Sepur Lori Pabrik Gula (PG) Pagotan, Madiun

ARIF Afandi berada di lokomotif sepur lori milik Pabrik Gula (PG) Pagotan, Madiun.-Arif Afandi untuk Harian Disway-

Menyadari usianya yang sudah sangat tua, pengoperasian loko uap itu dilakukan dengan sangat hati-hati. Bahkan, di ruang masinis ada tulisan yang menggelitik yang ditempel dekat jendela: ”Umurku Wes Ra Nom Maassss…Ojok Mbok Gass Polll…Ben Awet Masss…(Umurku sudah tidak muda, Mas. Jangan digas pol. Biar awet, Mas)”.

Pengoperasian loko uap yang sudah berusia seabad itu menggambarkan kondisi pabrik gula nasional kita. Dari 36 PG milik PT SGN, ada yang mesinnya sangat modern, ada pula yang sejak berdiri belum tersentuh revitalisasi sama sekali. Mesinnya masih sama ketika didirikan. Ada yang telah direvitalisasi sebagian.

Satu-satunya yang dibangun terkini adalah PG Glenmore di Banyuwangi. Pabrik dengan kapasitas 6 ribu ton tebu per hari itu dibangun pada 2013. Semula pabrik tersebut masuk penguasaan PTPN XII yang tadinya memiliki bisnis kopi, cokelat, dan karet.

Di sisi lain, ada pabrik yang sama sekali tidak tersentuh revitalisasi. Hampir semua pabrik yang ada di Jawa Tengah masih menggunakan mesin yang sama dengan saat didirikan di zaman sebelum kemerdekaan RI. Meski demikian, sampai sekarang masih dioperasikan dengan baik.

Namun, yang menjadi persoalan utama industri pergulaan nasional sekarang bukan di pabriknya.

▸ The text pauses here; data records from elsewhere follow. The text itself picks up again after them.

PR #21, opened 2019-08-22
Problems 1 and 2 done

pradhan1234:
Please review @kaurramanpreet @jaspindersingh83

### DIFF
--- a/FindMinRotatedSortedArray.java
+++ b/FindMinRotatedSortedArray.java
@@ -1,0 +1,49 @@
+/**
+ * Sorted Array --> Good Candidate for Binary Search
+ * 
+ * Idea: Using Binary Search to find the minimum element in rotated sorted array.
+ * 
+ * Runtime: 0 ms, faster than 100.00% of Java online submissions for Find
+ * Minimum in Rotated Sorted Array. 
+ * Memory Usage: 37.8 MB, less than 100.00% of
+ * Java online submissions for Find Minimum in Rotated Sorted Array.
+ */
+public class FindMinRotatedSortedArray {
+    /**
+     * Find the minimum element in the given sorted rotated array.
+     * 
+     * @param nums given sorted rotated array
+     * @return minimum element
+     */
+    public int findMin(int[] nums) {
+        // base case checks
+        // 1. array contains only single element
+        // 2. array has not been rotated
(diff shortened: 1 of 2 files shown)


pradhan1234:
Added Partial Solution to FindPeakElement

pradhan1234:
cc @kaurramanpreet fixed the bug, please review

FindPeakElement.java
```diff
@@ -9,8 +9,9 @@
  * 
  * Space Complexity: O(1) Time Complexity: O(log n)
  * 
- * Not yet submitted, the following code contains bugs
- * TODO: Fix the Bug
+ * Leetcode Result:
```
kaurramanpreet: mention this as well!!

FindPeakElement.java
```diff
@@ -20,18 +21,21 @@
...
+        if(nums == null || nums.length == 0) {
+            return -1;
+        }
+        if(nums.length == 1) {
+            return 0;
+        }
+        int low = 0, high = nums.length- 1;
         while (low < high) {
             int mid = low + (high - low) / 2;
-            if ((mid > 0 && nums[mid] > nums[mid - 1]) && (mid < nums.length - 1 && nums[mid] > nums[mid + 1])) {
```
kaurramanpreet: how can you return mid whithout checking whether the value at mid = mid+2 or not?

FindPeakElement.java
pradhan1234: Do you want me to add a description about what I fixed?

FindPeakElement.java
pradhan1234: This is based on the template 2 of binary search that Komal explained in the previous session
Where we do not have a condition check in the while loop and return when the loop terminates.

I didnt understand this part `mid = mid+2` can you please explain?

pradhan1234:
I have checked the code and verified with leetcode as well

FindPeakElement.java
pradhan1234: I think value at mid = mid + 2 is the condition that in the problem of finding the missing element in the sorted array here: 
https://github.com/super30admin/Competitive-Coding-1/pull/19

kaurramanpreet:
Great work
No i wanted you to fix the bugs and check again

PR #23, opened 2019-08-23
completed

PATIL1695:


 Find First and Last Position of Element in Sorted Array.py
```diff
@@ -0,0 +1,51 @@
...
+    def searchRange(self, nums, target):
+        start = 0
+        end = len(nums) -1
+        result = [None] * 2
+        result[0] = -1
+        result[1] = -1
+        if nums == None or len(nums) == 0:
+            return result
+        
+        while (start+1  <= end):
```
kaurramanpreet: why did you use start+1 and not start?

 Find First and Last Position of Element in Sorted Array.py
```diff
@@ -0,0 +1,51 @@
...
+            mid = (start+end) // 2
+            if nums[mid] == target:
```
kaurramanpreet: is this the enough condition?

PATIL1695:
This code passed 84/88 test cases and used start also instead of start+1
but the while loop was running infinitely  when using start. May be because
of the way I have declared mid. Could you please help me correct this code.

Warm regards-
Vishwanath Patil

kaurramanpreet:
whenever you declare mid it should be like mid= left+(right-left)/2;

PR #30, opened 2019-10-09
Incomplete - Couldn't understand how to solve

prajaktaray:


peakElem.py
```diff
@@ -0,0 +1,21 @@
+# Couldn't find the solution for when there is no peak Eg : [8,7,5,2,5,7,8]
+# Didn't understand meaning of nums[-1] = nums[n] = -∞
```
sehaj-grover: basically we are saying is that for [8,7,5,2,5,7,8] we are assuming that the array is [0,8,7,5,2,5,7,8,0] that for the egde values the left and right value is lower

minRotatedArray.py
```diff
@@ -0,0 +1,36 @@
+
+# Cannot think of ALL test cases to check the correctness of the algo
+# Time Com : O(lgn) Space Com : O(1)
+# No link for Leetcode so couldn't run it there
+
```
sehaj-grover: https://leetcode.com/problems/find-minimum-in-rotated-sorted-array/

sehaj-grover:
Did you understand the 3 problems or do you still have any doubts?

prajaktaray:
Yes I understood. Thanks!

PR #33, opened 2019-10-10
Please Review

08vishal:


FInd_Peak_Element.py
```diff
@@ -0,0 +1,23 @@
...
+#LeetCode: no, giving runtime error
+#Problem Faced:how to apply binary search
+class Solution(object):
+    def findPeakElement(self, nums):
+        """
+        :type nums: List[int]
+        :rtype: int
+        """
+        #doing a brute force 
+        if len(nums)==0: return 0
```
sehaj-grover: also check for length ==1 because it will always be the peak

FInd_Peak_Element.py
```diff
@@ -0,0 +1,23 @@
...
+        low=0
+        high=len(nums)-1
+        for i in range(1,len(nums)-1):
+            if nums[i]>nums[i-1] and nums[i]>nums[i+1]:
+                return i
+        if nums[low]>nums[low+1]:
+            return 0
+        if nums[high]>nums[high-1]:
+            return len(nums-1)
```
sehaj-grover: can't substract 1 from list 
it should be len(nums)-1

First_last_position.py
```diff
@@ -0,0 +1,34 @@
...
+class Solution(object):
+    def searchRange(self, nums, target):
+        """
+        :type nums: List[int]
+        :type target: int
+        :rtype: List[int]
+        """
+        def BinarySearchRight(nums,target):
+            l,r=0,len(nums)-1
+            while l<=r:
```
sehaj-grover: if l<=r

PR #62, opened 2019-11-24
Binary Search 2

iyersneha:


Problem_3.cpp
```diff
@@ -0,0 +1,18 @@
+class Solution {
+public:
+    int findPeakElement(vector<int>& nums) {
+        if (nums.size() == 1) return 0;
+        int left = 0;
+        int right = size(nums) - 1;
+
+        while(left <= right){
```
neha79091: because of = sign mid is assigned infinite times to right  and time limit is exceeding

Problem_2.cpp
```diff
@@ -0,0 +1,26 @@
...
+            if (mid == 0 && (nums[mid] < nums[mid - 1])){
+                return nums[mid];
+            }
+            else if ((nums[low] <= nums[mid])  && (nums[mid] > nums[high])){
+                low = mid + 1;
+            }else{
+                high = mid - 1;
+            }
+
+        }
```
neha79091: Try to solve this problem again. Logics are incorrect.

Issue #526, opened 2026-07-14
rename CfactsRecordCard to SystemEnrichmentCard


jsos3-cms:
### Feature Type

UI Component

### Workflow Description

The card now renders ZTMF Insights data from the /systemenrichment endpoint (ztmf-ui#367), but the component and file are still named CfactsRecordCard. Rename to SystemEnrichmentCard (file + component + import) for consistency.

Defer until the old CFACTS read surface is retired (https://github.com/CMS-Enterprise/ztmf-misc/issues/214) to avoid churn while both surfaces coexist.

Part of the ZTMF Insights decoupling (https://github.com/CMS-Enterprise/ztmf-misc/issues/190). Rehome of [ztmf-misc#220](https://github.com/CMS-Enterprise/ztmf-misc/issues/220)

### Acceptance Criteria

- [ ] Criterion 1
- [ ] Criterion 2
- [ ] Criterion 3

tarratsco:
Closed by: https://github.com/CMS-Enterprise/ztmf-ui/pull/522

PR #679, opened 2026-08-05
Let select-all reach systems with no score rows

### LINKED ISSUE #678: [P0] Select-all cannot select systems with no score rows - the checkbox gate silently drops them from selection and export
### Description

On the Home dashboard, filter to an OpDiv and click the header select-all checkbox: every system that has no score rows in the viewed data calls stays unselected, and its checkbox cannot be checked manually either. Nothing in the UI indicates rows were skipped, so anything driven by the selection - the footer's "Download selected system answers" export - silently omits exactly the systems that most need attention: the ones that haven't started.

This is the same population #655 measured on a prod clone: the 524 live systems with no score rows for the current call that the "Not updated only" filter hides are the same systems the select-all cannot select. After the HHS onboarding and FY26 inventory loads, that population grows to roughly 1,100+ until their first data call closes - in that window, an OpDiv admin doing select-all-and-export gets a file missing most of their inventory, with no warning.

A second confusion compounds it: the Zero Trust Score column renders 0.00 both for a system with a genuine zero-score aggregate row (selectable) and for a system with no row at all (unselectable). Two rows that look identical behave differently, and the user has no way to tell why.

### Root cause

`src/views/FismaTable/FismaTable.tsx` (~line 1039) gates row selection on membership in the scores map:

```tsx
isRowSelectable={(params: GridRowParams) =>
  params.row.fismasystemid in scores
}
```

The `scores` map is built in `src/views/Home/Home.tsx` (lines 17, 43) from `/scores/aggregate?datacallid=N` per active call, so a system only has a key if it has at least one score row. MUI's `checkboxSelection` header checkbox honors `isRowSelectable`, so select-all skips non-selectable rows by design, and the grid renders no disabled affordance on them.

The gate presumably exists to keep the export meaningful (a scoreless system has no answers to download), but the export endpoint already takes explicit `fsids`, and the cost of the guard is invisible exclusion.

The Score column ambiguity comes from the same file (~lines 851-856): the valueGetter returns 0 when the map has no entry, identical to a real 0.

### Fix direction

1. Preferred: gate on questionnaire membership instead of score presence, or drop the gate. `/scores/progress?datacallid=N` returns a valid row (`questionsexpected: 40, questionsupdated: 0`) for exactly these systems (verified in #655), so progress membership is the honest signal for "this system is in the call and selectable." If #655's fix flows progress rows into the dashboard maps, this gate can key off the same data - the two fixes complement each other.
2. If the gate stays: render the disabled checkbox visibly disabled with a tooltip ("No scores in the viewed data call") and surface a skip count when select-all runs ("Selected 12 of 15 visible systems").
3. Either way, stop rendering absent-entry as 0.00 in the Score column - an em dash or "Not scored" distinguishes "never assessed" from "assessed at zero."

Refs #655, #662. Prior related: #375 (closed; the export's earlier selection mismatch in the other direction).

tarratsco:
## Summary

Closes #678 (frontend half). Backend half tracked in CMS-Enterprise/ztmf#526; this PR is sequenced to merge together with it.

On the Home dashboard, select-all could not reach systems with no score rows in the viewed data calls, and their checkbox could not be ticked manually either. Nothing signaled the skip, so anything driven by the selection silently omitted exactly the not-started systems that most need attention. Compounding it, the Zero Trust Score column rendered 0.00 both for a genuine zero-score row and for a system with no row at all, so two rows that looked identical behaved differently.

Root cause: `FismaTable` gated row selection on membership in the scores map (built from `/scores/aggregate`), so a system only counted if it had a score row. A not-started system has a `/scores/progress` row (40 expected, 0 updated) but no score yet, so it was never selectable. The Score column's `valueGetter` returned 0 for a missing entry, rendering it identically to a genuine zero.

Since #655, `progressMap` already includes these not-started systems and passes them to `FismaTable` as progress, so the fix needs no new fetch.

## Changes

* **`rowSelection.ts` (new):** `isSystemSelectable(id, scores, progress)` gates selection on membership in scores OR progress, so any system present in the viewed calls is selectable. The union (not progress alone) keeps scored rows selectable if `/scores/progress` fails and resolves to an empty map.
* **`scoreColumn.tsx` / `scoreHelpers.ts` (new):** `ScoreCell` renders "Not scored" for a system with no aggregate row, distinct from a real 0.00, keeping the tier-colored badge for scored cells. `scoreSortValue` sorts a never-assessed system below a genuine zero so the two never interleave.
* **`FismaTable.tsx`:** wired in the three helpers; the inline score `valueGetter`/`renderCell` collapse to one-liners and the now-unused `TIERS` import moved into `scoreColumn.tsx`. The score `valueGetter` now returns a number (was a mixed string/number), which is correct for the `type: 'number'` column; a side effect is that quick-filter text matches the raw value ("3.5") rather than the formatted "3.50".
* **`FismaTable.tsx` (export footer):** the export call target now falls back to a row's displayed call (`chosenCallMap`, which `buildDashboardMaps` fills for every row) before the global active-call default. A not-started system has no score-derived call, so an all-never-started selection previously fell through to the active call, which is the wrong call in a past-year view. This becomes a live correctness bug the moment ztmf#526 makes those systems return export rows, so it is fixed here rather than deferred. `systemCallMap` stays score-derived (the #467 call picker and export button depend on it); only the footer's per-row fallback changed.

## Acceptance criteria

* [x] Select-all and the per-row checkbox can select not-started systems (present in progress, no score row).
* [x] A never-assessed system reads "Not scored", not 0.00; a genuine zero score system still reads 0.00.
* [x] "Not scored" sorts below a real zero rather than interleaving.
* [x] Scored rows stay selectable if the progress fetch fails.
* [x] An export of only never-started systems targets the call those rows are displayed against, not the active call (correct in a past-year view).
* [ ] Export file actually contains not-started systems: backend-owned. `FindAnswers` inner-joins on scores, so the file gains those rows only once CMS-Enterprise/ztmf#526 lands. This PR is sequenced to merge with it.

## Testing

* **`rowSelection.test.ts` (4):** scored selectable, not-started selectable (the bug fix), absent-from-both not selectable, and the failed-progress-fetch fallback.
* **`scoreColumn.test.tsx` (5):** "Not scored" vs real 0.00, and sort ordering (never-assessed below zero).
* **`FismaTable.test.tsx` (5):** footer export targeting, including the not-started displayed-call fallback and the multi-call disable guard.
* Full `FismaTable` + Home suites green (99 passed); `tsc --noEmit` and `eslint` clean.
* Behavior-only; no visual change beyond the Score column's "Not scored" badge.

### DIFF
--- a/src/views/FismaTable/FismaTable.test.tsx
+++ b/src/views/FismaTable/FismaTable.test.tsx
@@ -53,10 +53,20 @@ beforeEach(() => {
   mockAxiosGet.mockResolvedValue(blobResponse)
 })
 
-function renderFooter(selectedRows: number[]) {
+function renderFooter(
+  selectedRows: number[],
+  extra: {
+    systemCallMap?: Record<number, number[]>
+    chosenCallMap?: Record<number, number>
+  } = {}
+) {
   return render(
     <MemoryRouter>
-      <CustomFooterSaveComponent {...baseProps} selectedRows={selectedRows} />
+      <CustomFooterSaveComponent
+        {...baseProps}
+        {...extra}
+        selectedRows={selectedRows}
+      />
     </MemoryRouter>
   )
 }
@@ -96,5 +106,29 @@ describe('CustomFooterSaveComponent download button', () => {
     // Must NOT be a bare export URL (no fsids = download everything)
     expect(calledUrl).not.toMatch(/\/export$/)
     expect(calledUrl).not.toMatch(/\/export\?$/)
+  })
+
+  it('targets a not-started system displayed call, not the active call', () => {
+    // A not-started system has no score-derived call (empty systemCallMap), but
+    // the dashboard shows it against call 7 (a past-year view). The export must
+    // target 7, not the active call 42 - otherwise a past-year export silently
+    // hits the wrong call once the backend starts returning rows for it.
+    renderFooter([3], { systemCallMap: {}, chosenCallMap: { 3: 7 } })
+    fireEvent.click(
+      screen.getByRole('button', { name: /download selected system answers/i })
+    )
+    const calledUrl: string = mockAxiosGet.mock.calls[0][0]
+    expect(calledUrl).toContain('/datacalls/7/export')
+    expect(calledUrl).not.toContain('/datacalls/42/export')
+    expect(calledUrl).toContain('fsids=3')
+  })
+
+  it('disables export when selected rows display different calls', () => {
+    // Two never-started rows shown against different calls have no single
+    // export target, so the button stays disabled rather than guessing.
+    renderFooter([3, 4], { systemCallMap: {}, chosenCallMap: { 3: 7, 4: 9 } })
+    expect(
+      screen.getByRole('button', { name: /download selected system answers/i })
+    ).toBeDisabled()
   })
 })
--- a/src/views/FismaTable/FismaTable.test.tsx
+++ b/src/views/FismaTable/FismaTable.test.tsx
@@ -131,4 +131,34 @@ describe('CustomFooterSaveComponent download button', () => {
       screen.getByRole('button', { name: /download selected system answers/i })
     ).toBeDisabled()
   })
+
+  it('targets a scored system score-derived call', () => {
+    // A scored system resolves through systemCallMap (calls it has scores in),
+    // not the chosen-call fallback. Pins that the not-started fallback did not
+    // displace the original path.
+    renderFooter([1], { systemCallMap: { 1: [7] } })
+    fireEvent.click(
+      screen.getByRole('button', { name: /download selected system answers/i })
+    )
+    const calledUrl: string = mockAxiosGet.mock.calls[0][0]
+    expect(calledUrl).toContain('/datacalls/7/export')
+    expect(calledUrl).toContain('fsids=1')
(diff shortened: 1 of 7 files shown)


MackOverflow (approved):
clean, no nits, we jsut need to pay attention to merge order.

jsos3-cms:
@tarratsco shipped. Your three commits merged in #682, the frontend code-freeze batch, as `a1c0f24`, authorship and signatures intact. #678 closed via the keyword declared on the batch.

Sequencing held as you designed it: the backend half, ztmf#528, went to prod first and was confirmed live at 16:36 Pacific before this merged at 16:36:41. So the window your unchecked acceptance criterion described, where select-all is clickable but the export is still scores-anchored and returns a header-only file, never opened in prod. Thanks for flagging that explicitly in the PR rather than leaving it implicit; it is what made the ordering enforceable.

Independent review confirmed the `valueGetter` change against MUI's own documentation for a `type: 'number'` column, including that quick-filter now matching `3.5` rather than `3.50` is what the Community filter implementation produces rather than an oversight. One minor gap left unticketed: nothing tests quick-filter matching against the Score column.

Closing by hand, since the batch squash-merged and GitHub cannot match this PR's content.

Tapi, masalah produktivitas bahan bakunya. Lahan tebu terus berkurang. Demikian pula dengan produktivitasnya. Pada masa lalu per hektare bisa menghasilkan di atas 10 ton gula. Kini hanya sampai 5 ton gula per hektare.

Direktur Utama PTPN III Holding Mohamad Abdul Ghani meyakini, persoalan utamanya bukan di pabrik, melainkan di agronomi. Di pertanian bahan baku tebunya. Karena itu, ia sejak tiga tahun terakhir berusaha mengubah paradigma dan ekosistem di industri gula yang berada dalam kendalinya. 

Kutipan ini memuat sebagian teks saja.